Number of neighbors per iteration

Tuning the Temperature

annealing_rate:

  • Higher (0.99): Slower cooling, more exploration, needs more iterations

  • Lower (0.90): Faster cooling, quicker convergence, may miss global optimum

start_temp:

  • Higher: More initial exploration, accepts more bad moves early

  • Lower: More conservative, behaves more like Hill Climbing from the start

Tip

A good rule of thumb: set start_temp such that early acceptance probability for typical bad moves is around 0.5-0.8.

Example

import numpy as np
from gradient_free_optimizers import SimulatedAnnealingOptimizer

def schwefel(para):
    x, y = para["x"], para["y"]
    return -418.9829 * 2 + x * np.sin(np.sqrt(abs(x))) + y * np.sin(np.sqrt(abs(y)))

search_space = {
    "x": np.linspace(-500, 500, 1000),
    "y": np.linspace(-500, 500, 1000),
}

opt = SimulatedAnnealingOptimizer(
    search_space,
    annealing_rate=0.98,   # Slow cooling
    start_temp=1.5,        # High initial temperature
)

opt.search(schwefel, n_iter=2000)
print(f"Best: {opt.best_para}, Score: {opt.best_score}")

When to Use

Good for:

  • Multi-modal functions with many local optima

  • When you want controlled transition from exploration to exploitation

  • Problems where you can afford many iterations

Compared to other algorithms:

  • vs.

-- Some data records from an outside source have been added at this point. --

PR #613, opened 2015-04-22
Invalidate cache when _latest_version changes in versioned doc.

### LINKED ISSUE #597: Cache is not invalidated when _latest_version changes
@nicolaiarocci,

So I guess I lied when I said there were no impacts to document versioning in #369. Since some fields are synthesized on document retrieval (notably the `_latest_version` attribute), comparing the if-match etag against the etag stored in the document will yield incorrect 304 responses.

Possible fixes:

1. update stored etags for old versions when a new version is saved
1. give up mongo's native projections in favor of performing the projection in the data store abstraction layer
1. make two data store queries for every document - only to get the etag and one to get the projection

Option 1 seems like the path of least resistance. Thoughts?

I still have some investigation to do to prove that this is a problem in the first place, but I wanted to document my progress somewhere because it is dinner time! (I'll either find an existing test or create a new test and will update this ticket with the results.)

nckpark:
Closes #597.

The last modified and etag data from the latest document version
should be used when determining if a cached document version is
still valid. Otherwise, 304 Not Modified responses will be sent
when the _latest_version field has changed.

### DIFF
--- a/eve/methods/get.py
+++ b/eve/methods/get.py
@@ -240,10 +240,10 @@ def getitem(resource, **lookup):
         cache_valid = (last_modified <= req.if_modified_since)
         cache_validators[cache_valid] += 1
     if req.if_none_match:
-        # If-None-Match etag check important since Last-Modified dates have
-        # less than 1 second resolution
-        cache_valid = (etag == req.if_none_match)
-        cache_validators[cache_valid] += 1
+        if (resource_def['versioning'] is False) or \
+           (document['_version'] == document['_latest_version']):
+            cache_valid = (etag == req.if_none_match)
+            cache_validators[cache_valid] += 1
     # If all cache validators are true, return 304
     if (cache_validators[True] > 0) and (cache_validators[False] == 0):
         return {}, last_modified, etag, 304
--- a/eve/methods/get.py
+++ b/eve/methods/get.py
@@ -209,11 +209,9 @@ def getitem(resource, **lookup):
     latest_doc = None
     cursor = None
 
-    # calculate last_modified and retrieve latest etag before get_old_document
-    # rolls back the document, allowing us to invalidate the cache when
-    # _latest_version changes
+    # calculate last_modified before get_old_document rolls back the document,
+    # allowing us to invalidate the cache when _latest_version changes
     last_modified = last_updated(document)
-    latest_etag = document.get(config.ETAG)
 
     # synthesize old document version(s)
     if resource_def['versioning'] is True:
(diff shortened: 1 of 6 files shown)


nckpark:
@joshvillbrandt - you'll want to review this as well.

nckpark:
First commit had ci build failures caused by an unrelated test which has the potential for random failures due to a flawed if statement. I went ahead and fixed that test to match its original intent.

nicolaiarocci:
Thanks, will wait for @joshvillbrandt feedback on this one.

nckpark:
After running into more cache issues and spending some more time with this, I discovered that Eve's cache validation behavior is inconsistent with the HTTP spec. Specifically, if a server receives both `If-Modified-Since` and `If-None-Match` cache validator headers, it should only respond with 304 if both validators pass. (see [section 13.3.4](http://www.w3.org/Protocols/rfc2616/rfc2616-sec13.html#sec13.3.4))

That change also makes part of my initial change - using the latest version's etag when checking cache validity - no longer necessary. The check against `last_modified` will fail, and the cache will be invalidated as expected.

And a quick heads up - I'm going to commit one more cache fix to this branch shortly to handle invalidating the cache when embedded documents have been updated.

nckpark:
I was super confused by the test failure after my last commit, as I could not reproduce it in my dev environment. After some investigation, I found that the failure was caused by not enough time passing between the creation of the root document and editing the child document for the child's last updated timestamp to invalidate the cache (`If-Modified-Since` headers only have a resolution of 1s) That is fixed in my last commit.

The more interesting discovery has to do with why I couldn't reproduce it. The TestBase random data generators set document timestamps using `datetime.now()`, while eve methods use `datetime.utcnow()`. On my dev system, the root document timestamps were set with the local time (pacific) returned by `datetime.now()`, which appeared to the cache comparison to be hours before the timestamp set while patching the child doc. On TravisCI, though, the local time was UTC, so the timestamps matched and the cache was not invalidated.

To prevent confusion like this in the future, I've updated the data generators to use date formats that match those used in the eve methods.

eve/methods/get.py
```diff
@@ -217,24 +221,32 @@ def getitem(resource, **lookup):
...
+            if embedded_last_updated > last_modified:
+                last_modified = embedded_last_updated
 
-    if req.if_modified_since and last_modified <= req.if_modified_since:
-        # request If-Modified-Since conditional request match. We test
-        # this after the etag since Last-Modified dates have lower
-        # resolution (1 second).
-        return {}, last_modified, document.get(config.ETAG), 304
+    # facilitate client caching by returning a 304 when appropriate
+    cache_validators = {True: 0, False: 0}
```
nicolaiarocci: Brilliant!

nckpark:
Last commit is my final planned change. After discovering Chrome will on occasion stop including If-Last-Modified headers and only send an If-None-Match cache validator (for reasons I cannot determine), I realized that we should not trust etag based validation for old document versions. Old etags cannot provide accurate information about the state of the client's cached _latest_version field, and therefore can result in invalid `Not Modified` responses if used as the only validator. Instead, we should ignore `If-None-Match` on old versions, and only use the `If-Modified-Since` validator.

Regarding the failed TravisCI build: Failure is another intermittent failure in eve.tests.methods.ratelimit.TestRateLimit.test_ratelimit_resource. I don't have bandwidth to debug why that test has inconsistent results, but I've observed it failing about 1 / 10 times with and without my changes.

nicolaiarocci:
> Regarding the failed TravisCI build: Failure is another intermittent failure in eve.tests.methods.ratelimit.TestRateLimit.test_ratelimit_resource. I don't have bandwidth to debug why that test has inconsistent results, but I've observed it failing about 1 / 10 times with and without my changes.

Yeah we have been having a heisenbug there for quite a while and it is tremendously irritating.

nicolaiarocci:
I went ahead and merged this with https://github.com/nicolaiarocci/eve/commit/fddb038299e5e29097150f1075ee5e55022b14c9

Thanks!

PR #614, opened 2015-04-23
Fix serialization for lists of lists

nckpark:
Attn: @joshvillbrandt


nicolaiarocci:
Thanks!

joshvillbrandt:
@nckpark mentioned that in the future, this should probably be refactored as a recursive function. While valid Cerberus schema, I think something like a list of list of lists still would fail here.

PR #616, opened 2015-04-27
condition symbol

xgdgsc:
2 equal symbol in page http://python-eve.org/tutorials/account_management.html are wrong


nicolaiarocci:
Thanks. If you want to replace your nickname with the actual name feel free to PR it.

Stochastic HC: SA adapts acceptance over time, SHC keeps it constant

  • vs. Random Restart HC: SA transitions smoothly, RRHC restarts abruptly

  • vs. Parallel Tempering: SA uses one temperature, PT uses multiple in parallel

Adaptive Strategies

For very long runs, you might want to adjust the annealing rate:

# Slower cooling for more iterations
opt = SimulatedAnnealingOptimizer(
    search_space,
    annealing_rate=0.995,  # Very slow cooling
    start_temp=2.0,
)
opt.search(objective, n_iter=5000)

Higher-Dimensional Example

import numpy as np
from gradient_free_optimizers import SimulatedAnnealingOptimizer

def rastrigin_5d(para):
    A = 10
    vals = [para[f"x{i}"] for i in range(5)]
    return -(A * len(vals) + sum(
        v**2 - A * np.cos(2 * np.pi * v) for v in vals
    ))

search_space = {
    f"x{i}": np.linspace(-5.12, 5.12, 200)
    for i in range(5)
}

opt = SimulatedAnnealingOptimizer(
    search_space,
    annealing_rate=0.995,
    start_temp=2.0,
    epsilon=0.08,
)

opt.search(rastrigin_5d, n_iter=5000)
print(f"Best: {opt.best_para}")
print(f"Score: {opt.best_score}")

Trade-offs

  • Exploration vs. exploitation: Controlled by annealing_rate and start_temp. Slower cooling gives more exploration but needs more iterations.

  • Computational overhead: Same as Hill Climbing (minimal).

  • Parameter sensitivity: The cooling schedule is critical. If temperature drops too fast, the algorithm becomes a greedy Hill Climber before exploring enough. If too slow, it wastes iterations accepting bad moves.